[Records from a collection]
++++++++

PR #334, opened 2026-09-11
Cut the slow test set's cost where it actually was (#331)

### LINKED ISSUE #331: Cut the slow test set's remaining cost: it is CPU-bound after the distribution fix
> [!NOTE]

## Where this starts

`notes/202609101310-slow-test-distribution.md` profiled the `tests-slow` job and found its 10 m 20 s was the cost of a single file: `--dist loadfile` pinned `test_prior_table_coverage.py`, 106 tests and 45% of the set's 1,320 s of CPU, to one worker. Switching that job to `--dist loadgroup` with `xdist_group` marks on the three modules that share an expensive fixture fixed the distribution, and moving the priors-table exemption check to the fast set removed 21 tests that were never doing slow work.

That leaves the job **balanced rather than critical-path bound**: measured 592 s → 207 s at CI's four workers, and the floor is now total CPU divided by workers rather than the cost of one file. Every remaining lever is therefore either *less total work* or *more workers*. Four candidates, measured or costed, roughly in order of value.

## 1. Stop `test_prior_table_coverage` preparing real data (biggest single cut)

It is 591.7 s of the 1,320 s. Each of its 106 tests runs the engine's real `prepare` → `priors` → `build`, so 106 full DuckDB loads and 106 full-size graph builds — to read back a set of **parameter names** from `diagnostics_var_names`.

`test_graph_equivalence.py` gets the same names from `support.synthetic_graphs.build_synthetic_model`, which deliberately skips the preparation stage and supplies a small synthetic frame instead. If the reported name set is identical under a synthetic frame, this file's cost falls by most of that 591.7 s and the whole slow set roughly halves.

What has to be established first, and it is mechanically checkable in one run: that for all 21 registered models **and all 85 registered variants** the reported names are the same under a synthetic frame as under the real one. The risk is a variant whose parameter set depends on the *data* rather than the definition — the loader variants (`us01-implausible-reinstated` and friends) change which rows are admitted, and a parameter whose existence follows from the number of studies or children in the frame would differ. Write the equivalence check as a throwaway script, run it over all 106, and only then change the tests.

## 2. `FAST_COMPILE` where a function is compiled once and evaluated once

The set's cost is compilation, not sampling — the heaviest single test samples 8 draws in 1 chain and names nutpie's graph compilation as its cost. `support.synthetic_graphs.fixed_point_logp` calls `model.compile_logp()` and evaluates the result exactly once, which is the pattern PyTensor's `FAST_COMPILE` mode exists for: it skips the rewrite passes that dominate compile time and pays for it in execution speed that this caller never needs.

Two things to check before adopting it: that `tests/support/graph_baseline.json`, which records log-probabilities to a 1e-9 relative tolerance, still matches — it was generated under the default mode, and while skipping rewrites should move the value less than the ~4e-16 reassociation effect the test's own comment describes, that is exactly the assumption a guard test should not be asked to take on trust; and that the mode is set narrowly at the call site rather than globally, so nothing that *does* need a fast function silently gets a slow one.

## 3. Cache the PyTensor compiledir in CI

The jobs restore uv's package cache but nothing else, so every run compiles from cold — and compilation is the whole cost. Worth measuring what a warm compiledir saves (compare a run with `PYTENSOR_FLAGS=base_compiledir=<fresh temp>` against the default) before adding the machinery.

If it is adopted, key the cache strictly on the Python version and the pytensor, numba and numpy versions, with **no loose `restore-keys`**. A stale numba function cache is not a hypothetical failure mode here: on 2026-09-10 it produced a `CPUDispatcher` typing error that survived reruns and per-module retries until the offending `string.deepcopy-*` entries were deleted by hand, and on 2026-09-09 the cold-cache variant of the same race failed one fit test transiently. See `memory` notes and `notes/202608281312-ci-critical-path.md`.

Related mitigation, worth doing whether or not the cache lands: give each xdist worker its own `base_compiledir`. The distribution fix means 106 graph builds that used to compile serially on one worker now compile in parallel on four, which increases concurrent writes to the shared compiledir — the condition behind that race. Per-worker directories trade cache sharing for isolation, which costs nothing on a cold CI cache.

## 4. More workers: shard the job, or a larger runner

Since the job is now CPU-bound at four workers, wall clock falls roughly linearly with worker count: 207 s on four and 118 s on thirty-two, measured. Either a larger runner, if the organisation has them, or a matrix over test-file groups. Sharding costs a repeated `uv sync` and `prepare_data` per shard (~45 s) and more runner minutes, so it is the lever to pull *after* 1 and 2 have removed the work that does not need doing.

## An open question the profiling raised

`test_graph_equivalence.py`'s `built` fixture eagerly builds all 21 registered graphs for 107 cheap tests. Grouped onto one worker that module takes 40.5 s; ungrouped across four workers — each rebuilding all 21 — it takes **21.2 s**, because the builds then run in parallel. Grouping still looks right for CI, where the full set is CPU-bound and duplicating build passes raises total CPU, but the trade-off is worth revisiting if 1 and 2 land and the set stops being CPU-bound. A lazy per-model cache in that fixture would make the question moot: each worker would then build only the models its own tests ask for.

Also unresolved: whether `tests-fast` should move to `--dist loadgroup` too. It is 3 m 31 s and was not profiled, so this is a question rather than a proposal.

## Done when

- The equivalence check in 1 has been run over all 21 models and 85 variants, and either the tests are switched or the reason they cannot be is recorded;
- 2 and 3 are each either adopted with a measured saving or rejected with the measurement that rejected them;
- `notes/202609101310-slow-test-distribution.md` §5 is updated with what happened, and `ci.yml`'s comments and the three agent-instruction copies still describe the job that exists.

frankbuckley:
> [!NOTE]

Closes #331. Full record in [`notes/202609111158-slow-test-cost-was-not-data-preparation.md`](notes/202609111158-slow-test-cost-was-not-data-preparation.md).

## The headline: the issue's first item was aimed at the wrong thing, and measuring it found the right one

#331 item 1 attributed `test_prior_table_coverage.py`'s 591.7 s — 45% of the slow set's CPU — to its 106 real data preparations, and predicted that a synthetic frame would roughly halve the whole set. Switching the file measured **6 m 01.8 s → 5 m 45.1 s: 4.6%**. Timing the engine stages directly shows why: `prepare`, `priors` and `build` together cost **6.6 s across all twenty-one models**, because `tests/conftest.py` already silences the two expensive parts of preparation (the prior figures and the `describe_all` pass).

**The cost was `diagnostics_var_names`.** `Variable.eval()` compiles a PyTensor function for its own graph, and the function asked every unobserved RV for its size one at a time — 30 to 98 compilations per model, about 60 ms each:

|                                        | total, 21 models |
| -------------------------------------- | ---------------: |
| build every graph                      |            6.4 s |
| ask each graph for its parameter names |       **75.8 s** |

`_element_counts` takes the static type shape where there is one (every scalar prior has one) and evaluates the remainder **together** in a single compiled function. Verified **byte-identical — both returned lists and their order — across all 21 registered models and all 85 registered variants, 106 of 106**, at 416.9 s against 97.7 s. This is production code, so every fit pays it too; at six seconds a fit, that is why it was never noticed there.

## What each of the issue's four items came to

| item | outcome |
| --- | --- |
| 1. Synthetic frame for `test_prior_table_coverage` | **Adopted, for a different reason than proposed** — see below |
| 2. `FAST_COMPILE` | **Rejected by measurement**: fails outright on 15 of 21 models |
| 3. Cache the CI compiledir | **Adopted, and the largest of the four**: 6 m 41 s cold vs 4 m 07 s warm |
| 4. Shard the job / larger runner | **Not attempted** — the remaining cost is real sampling |

### 1. The synthetic frame is kept on the contract argument, not the cost one

At 4.6% it would not be worth the risk on cost alone. It is kept because a priors table is built from a model's **definition**, so checking it against a data-dependent parameter set imports a dependency the contract does not have — the argument `test_graph_equivalence` has always made for itself. The file also no longer needs the prepared DuckDB, so it no longer skips without one.

The issue named the risk precisely ("a parameter whose existence follows from the *data*"), so it was checked over all 106 cases rather than argued:

- **In no case does the synthetic frame report fewer parameters than the real one.** The check can only get stricter this way.
- **One case differs, in the safe direction.** `vg15/dse-native-only` leaves exactly one psi-informed study in the real pool, so its documented single-study branch drops `tau_psi` and `z_psi`; the synthetic frame's four cross-tab studies keep them.
- **No free variable crosses the `size <= 2` boundary** separating the summary set from the gate set.
- **One case could not build synthetically**: `vg16/lag-same-form` reads `survey_vocab_max`. Added to the frame, constant across it — the frame's children span two studies by construction, so a per-study ceiling would drop every lag and take `beta_lag` out of the graph. It moved no entry in `support/graph_baseline.json`.

### 2. `FAST_COMPILE` fails on fifteen of twenty-one models

Where it works it is exact (2.1e-14 relative against the committed baseline, against a 1e-9 tolerance) and roughly halves the compile. Elsewhere it raises `NotImplementedError: Elemwise.perform (Python mode) does not support more than 32 operands` — `FAST_COMPILE` is `Mode("py", "fast_compile")`, and `Mode(linker="cvm", optimizer="fast_compile")` was tried as the obvious escape and fails on the same fifteen. Even a working version would save ~16 s of the 31.9 s the registry spends compiling.

### 3. The compiledir cache, and why the key is strict

Measured before any machinery: the slow set at four workers is **6 m 41 s cold against 4 m 07 s warm**, and CI restores uv's package cache and nothing else, so every run has been the cold number. The key hashes `.python-version` and `uv.lock` and carries **no `restore-keys`** — `uv.lock` pins every package, so any version move gives a new key and a cold, correct compiledir. That is deliberate: the 2026-09-10 `CPUDispatcher` typing error that survived reruns until stale numba entries were deleted by hand is exactly the cache a loose prefix key would restore.

**The per-worker `base_compiledir` mitigation is not adopted**, and the cache is why: it was costed as free "on a cold CI cache", but the cache is no longer cold and per-worker directories would split it.

## Also here

`test_graph_equivalence`'s `built` fixture builds lazily instead of eagerly constructing all twenty-one graphs, which closes the issue's open question about its `xdist_group`: a worker now builds only the models its own tests ask for whichever way tests are distributed. The mark stays, because the job's floor is total CPU.

The issue's other open question — whether `tests-fast` should move to `--dist loadgroup` — is answered "not without marks first": `test_trend_gp_consolidation.py` carries a session-scoped model cache whose own docstring records the `loadfile` dependency.

## Measured result

All on one machine, one day, same conditions.

| Measurement                                  |     Before |          After | Ratio |
| -------------------------------------------- | ---------: | -------------: | ----: |
| `test_prior_table_coverage.py`, serial       | 6 m 01.8 s | **1 m 29.6 s** |  4.0x |
| `test_prior_table_coverage.py`, 32 workers   |     39.8 s |     **21.9 s** |  1.8x |
| Slow set, 4 workers (CI's count)             | 5 m 48.9 s | **4 m 07.3 s** |  1.4x |
| Slow set, 32 workers                         | 2 m 56.5 s |     2 m 36.7 s |  1.1x |

That file is no longer the slow set's largest cost and has left its slowest-fifteen entirely; the top costs are now `test_observation_deterministics`'s module fixture (a real fit) and `test_bivariate_re_holdout_mask`'s sampling tests. Those are real work, so the next lever is more workers rather than less — item 4, untouched.

## One cost to note

`common.py` is under the hashed package, so this edit moves the executable-code signature for the `sync`/`publish` paths. **It costs nothing extra today**: `6860e21` (the role declarations, 2026-09-09) already restaled all twenty-one fits pending the next refit window, and this matches the standing plan that changes land before that window.

## Verification

- Full suite `-m "slow or not slow"` green; `ruff`, `mypy`, `npm run spellcheck` and `npm run format:check` all clean.
- `diagnostics_var_names` old vs new: 106/106 byte-identical.
- Synthetic vs real reported names: 106/106 checked, 0 cases where the synthetic frame reports fewer.
- `graph_baseline.json` unmoved by the `survey_vocab_max` addition (all 107 `test_graph_equivalence` tests pass).


frankbuckley:
> [!NOTE]

## The CI figures, now measured rather than extrapolated — and a correction to #332's note

The table in the description was local, on a 32-core workstation at `-n 4`. Measuring it on CI changed both the number and one claim in the record, so here it is properly. All from the `tests-slow` job's **pytest step** (job totals in brackets, which include a cold `uv sync`):

| Run                                                      |      pytest step |
| -------------------------------------------------------- | ---------------: |
| main `789c213`, before `--dist loadgroup`                | 10 m 23 s (10 m 35 s) |
| main `82cd646`, after it                                 |  9 m 33 s (9 m 48 s) |
| this branch, first run — cold compiledir, cache populated |  7 m 25 s (10 m 02 s) |
| this branch, rerun — **warm compiledir**                 | **4 m 16 s** (4 m 30 s) |

**9 m 33 s → 4 m 16 s, a 55% cut**, split 9 m 33 s → 7 m 25 s for the code change and 7 m 25 s → 4 m 16 s for the compiledir cache. The cache restored 24 MB and its post-step correctly declined to re-save on a hit. `tests-fast` is unchanged: 1 m 32 s → 1 m 38 s, which is a cold cache on its own first run.

So **the cache is the larger half of this change**, which was not obvious before measuring — #331 listed it third.

### The correction

[`notes/202609101310-slow-test-distribution.md`](notes/202609101310-slow-test-distribution.md) §3 reports the `loadgroup` change as **"592 s → 207 s on four workers"**, noting "the 592 s from CI and the rest locally". Those two halves are not comparable, and pairing them in one row reads as a CI result. **On CI that change was 10 m 23 s → 9 m 33 s: 8%, not 2.9x.** An `-n 4` run on a 32-core workstation is not an `ubuntu-26.04-arm` run.

The rebalancing was still worth having and is what made everything here visible — it removed the ceiling that meant the job could not finish faster than one file, without which the `diagnostics_var_names` saving would have been hidden behind that file's serial wall. But the magnitude in the record was wrong, so §5 of that note and the three agent-instruction copies now say what CI measured, and this PR's own note labels every local figure as local.

`e0c7fe4` carries the correction; nothing in the code changed.

frankbuckley:
> [!NOTE]

A second warm run landed while the docs commit went through, and it is slower than the first — **5 m 16 s against 4 m 16 s** for `tests-slow`'s pytest step. Both are warm-cache runs of this branch, so the spread is the hosted runner's rather than the change's. Recording both rather than the flattering one: against main's 9 m 33 s that is **45–55%**, not a single 55%.

The same run shows the cache reaching the other two jobs, which was expected but not previously observed: `tests-fast` 1 m 32 s → **1 m 07 s** on the pytest step, and `model-fit` 2 m 31 s → **1 m 56 s** as whole jobs. Neither is touched by this change except through the compiledir.

All six checks pass on `e0c7fe4`; the note now carries both figures.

++++++++

## Problem to work on
Where in the entries above does the word "size" appear? Copy each line that has it.

## Task answer
It is 591.7 s of the 1,320 s. Each of its 106 tests runs the engine's real `prepare` → `priors` → `build`, so 106 full DuckDB loads and 106 full-size graph builds — to read back a set of **parameter names** from `diagnostics_var_names`.
**The cost was `diagnostics_var_names`.** `Variable.eval()` compiles a PyTensor function for its own graph, and the function asked every unobserved RV for its size one at a time — 30 to 98 compilations per model, about 60 ms each:
- **No free variable crosses the `size <= 2` boundary** separating the summary set from the gate set.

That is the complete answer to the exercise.